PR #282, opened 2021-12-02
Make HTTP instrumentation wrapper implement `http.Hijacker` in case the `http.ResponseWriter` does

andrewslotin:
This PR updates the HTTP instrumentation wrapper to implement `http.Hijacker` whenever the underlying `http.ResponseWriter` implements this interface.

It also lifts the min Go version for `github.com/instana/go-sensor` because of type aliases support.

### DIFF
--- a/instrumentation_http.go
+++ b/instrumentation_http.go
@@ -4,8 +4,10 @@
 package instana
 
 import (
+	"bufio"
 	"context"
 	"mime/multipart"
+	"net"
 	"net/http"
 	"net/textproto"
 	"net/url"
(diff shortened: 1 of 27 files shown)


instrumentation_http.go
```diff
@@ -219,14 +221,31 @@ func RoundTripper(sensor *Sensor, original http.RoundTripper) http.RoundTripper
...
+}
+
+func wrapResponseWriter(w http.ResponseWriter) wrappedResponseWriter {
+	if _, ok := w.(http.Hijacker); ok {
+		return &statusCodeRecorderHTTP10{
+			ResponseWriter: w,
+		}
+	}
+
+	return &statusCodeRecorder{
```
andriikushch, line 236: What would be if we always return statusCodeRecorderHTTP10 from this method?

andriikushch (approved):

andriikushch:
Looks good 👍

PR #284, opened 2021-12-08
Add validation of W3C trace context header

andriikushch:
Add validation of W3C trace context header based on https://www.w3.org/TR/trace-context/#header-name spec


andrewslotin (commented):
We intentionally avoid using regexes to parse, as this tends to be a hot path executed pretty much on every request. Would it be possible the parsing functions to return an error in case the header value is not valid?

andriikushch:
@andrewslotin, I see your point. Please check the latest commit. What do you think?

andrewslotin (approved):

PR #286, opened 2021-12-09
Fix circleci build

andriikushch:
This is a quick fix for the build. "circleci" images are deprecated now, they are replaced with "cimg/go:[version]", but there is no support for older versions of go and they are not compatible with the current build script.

.....

§ **WHAT YOU HAVE TO DO**
Give only a number, namely how many lines in the entries above hold the word "version".

§ **TASK ANSWER**
2